##### Materials provided
PR #2111, opened 2023-03-24
Fix IndexExprScope in TransposesOp lowering

tungld:
This patch fixes an issue about IndexExprScope in TransposesOp lowering and a function signature in RunONNXLib.cpp

### DIFF
--- a/src/Conversion/ONNXToKrnl/Tensor/Transpose.cpp
+++ b/src/Conversion/ONNXToKrnl/Tensor/Transpose.cpp
@@ -197,6 +197,7 @@ private:
     create->krnl.iterateIE(loopDef, loopDef, lbs, inUBs,
         [&](KrnlBuilder &createKrnl, ValueRange indices) {
           MultiDialectBuilder<MathBuilder, KrnlBuilder> create(createKrnl);
+          IndexExprScope loopScope(createKrnl);
           // Compute destination and source offsets for memcpy.
           IndexExpr destOffsetIE = LiteralIndexExpr(0);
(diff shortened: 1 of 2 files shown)


src/Conversion/ONNXToKrnl/Tensor/Transpose.cpp
```diff
@@ -197,6 +197,7 @@ struct ONNXTransposeOpLowering : public OpConversionPattern<ONNXTransposeOp> {
     create->krnl.iterateIE(loopDef, loopDef, lbs, inUBs,
         [&](KrnlBuilder &createKrnl, ValueRange indices) {
           MultiDialectBuilder<MathBuilder, KrnlBuilder> create(createKrnl);
+          IndexExprScope loopScope(createKrnl);
```
tungld, line 200: Without this, it failed to create `SymbolIndexExpr` because of not the same scope.

AlexandreEichenberger: Sometimes I think the distinction between symbols and dims are really a nuisance, and not sure how key it is anyways... Thought on that?

AlexandreEichenberger (approved):
LGTM

src/Conversion/ONNXToKrnl/Tensor/Transpose.cpp
tungld: I seems there is no difference if we just do calculation over IndexExpr, but it matters if we get an affine map from IndexExpr. If we have `a*b` in the affine map and `a` is a dim, then `b` must be a literal or symbol. If `b` is symbol, we have a semi affine map.

PR #2114, opened 2023-03-27
constant propagate add/sub zeros, mul/div ones

sorenlassen:
Also added ElementsAttr equality comparison with a unit test. It is not used anywhere yet.

### DIFF
--- a/src/Dialect/ONNX/ElementsAttr/ElementsAttrBuilder.cpp
+++ b/src/Dialect/ONNX/ElementsAttr/ElementsAttrBuilder.cpp
@@ -140,15 +140,17 @@ bool ElementsAttrBuilder::equal(ElementsAttr lhs, ElementsAttr rhs) {
 }
 
 /*static*/
-bool ElementsAttrBuilder::allEqual(ElementsAttr elms, WideNum n) {
+bool ElementsAttrBuilder::allEqual(
+    ElementsAttr lhs, WideNum broadcastedRhsValue) {
+  WideNum n = broadcastedRhsValue;
   return dispatchByBType(
-      btypeOfMlirType(elms.getElementType()), [elms, n](auto btype) {
+      btypeOfMlirType(lhs.getElementType()), [lhs, n](auto btype) {
         using cpptype = CppType<btype>;
         auto nEquals = [n](cpptype x) {
           constexpr BType TAG = toBType<cpptype>;
           return n.narrow<TAG>() == x;
         };
-        if (auto disposable = elms.dyn_cast<DisposableElementsAttr>()) {
+        if (auto disposable = lhs.dyn_cast<DisposableElementsAttr>()) {
           if (disposable.isTransformedOrCast()) {
             ArrayBuffer<WideNum> nums = disposable.getBufferAsWideNums();
             return llvm::all_of(nums.get(), [n](WideNum m) {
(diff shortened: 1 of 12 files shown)


src/Dialect/ONNX/ElementsAttr/ElementsAttrBuilder.cpp
```diff
@@ -100,6 +102,74 @@ DenseElementsAttr ElementsAttrBuilder::toDenseElementsAttr(
...
 }
 
+/*static*/
+bool ElementsAttrBuilder::equal(ElementsAttr lhs, ElementsAttr rhs) {
+  auto lhsType = lhs.getType();
+  auto rhsType = rhs.getType();
+  auto elementType = lhsType.getElementType();
+
+  // Equality between signed/unsigned or int/fp not supported.
+  assert(wideBTypeOfBType(btypeOfMlirType(elementType)) ==
```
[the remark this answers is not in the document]
sorenlassen: I believe it would be confusing to work around callers passing incompatible arguments. I added the comment:
```
  // Asserts if these preconditions are violated (doesn't return false as that
  // would hide whether the lhs and rhs are different or incompatible).
```

src/Dialect/ONNX/ElementsAttr/ElementsAttrBuilder.hpp
```diff
@@ -50,6 +50,20 @@ class ElementsAttrBuilder {
   static mlir::DenseElementsAttr toDenseElementsAttr(
       mlir::ElementsAttr elements);
 
+  // Compares contents for equality. Argument shapes must be broadcast
+  // compatible. Element types must the same.
+  // Asserts if these preconditions are violated (doesn't return false as that
+  // would hide whether the lhs and rhs are different or incompatible).
```
sorenlassen, line 56: I discoverd that it didn't work to allow element types with different bit widths, because then you get different results depending on which element type you use for the comparison if one is bool and another is a wider unsigned integer type

I also concluded that it's bad to compare at higher precision, so comparison now happens at the type specified by the element type and I added a unit test to demonstrate that unequal f32s can become equal when cast to f16

@AlexandreEichenberger PTAL

src/Dialect/ONNX/ElementsAttr/ElementsAttrBuilder.hpp
```diff
@@ -50,6 +50,22 @@ class ElementsAttrBuilder {
...
+  // Note that elements may be compared for equality at a higher precision than
+  // the precision of the element types and therefore may return false even if
+  // the elements would be identical when narrowed to the element types.
+  //
+  // TODO: Move this function to a better place, since it doesn't build
+  //       anything, but it's here for now for efficient elements access.
+  static bool equal(mlir::ElementsAttr lhs, mlir::ElementsAttr rhs);
+
+  // More efficient alternative to
+  // equal(elms, DenseElementsAttr::get(elms.getType(), n.toAPFloat/Int())).
```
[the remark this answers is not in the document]
AlexandreEichenberger: fair enough

sorenlassen:

src/Transform/ONNX/ConstProp.td
```diff
@@ -208,6 +220,19 @@ def AddConstProp : Pat<
     // Additional constraints (dense)
     [(IsFromDenseONNXConstantOp:$lhs), (IsFromDenseONNXConstantOp:$rhs)]>;
 
+// TODO: Expand $a to $result's shape instead of requiring ValuesHaveSameType.
```
philass, line 223: `$a` isn't named in the tablegen rule. You probably mean `$x `

philass (approved):
LGTM.

This will allow us to more efficiently do these checks in Groq's codebase.

I wonder if the solution in the long run would be to have fold methods that take care of this.

src/Transform/ONNX/ConstProp.td
sorenlassen: good catch, fixed

sorenlassen:
> I wonder if the solution in the long run would be to have fold methods that take care of this.

yes, I think so

I hope that will be easy with most of the logic in reusable ElementsAttr helpers outside ConstProp.cpp

PR #2115, opened 2023-03-27
Put node name into location when importing onnx model

chentong319:
Node in onnx model may have a name. Currently, the name is added as an attribute to the name. However, this information may be lost at code rewriting. 
The PR uses the node name, if exists, to create a NameLoc for the onnx Op. Therefore, the node name can be propagated automatically with Location mechanism in MLIR.
For example, result from gpt2-10.onnx with flag `--preserveLocations --EmitONNXIR` contains some lines without onnx_node_name, but location info.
##########
[Work task]: Determine how many lines of the data include the word "care". Reply with the count and no other text.

[Task result]: 2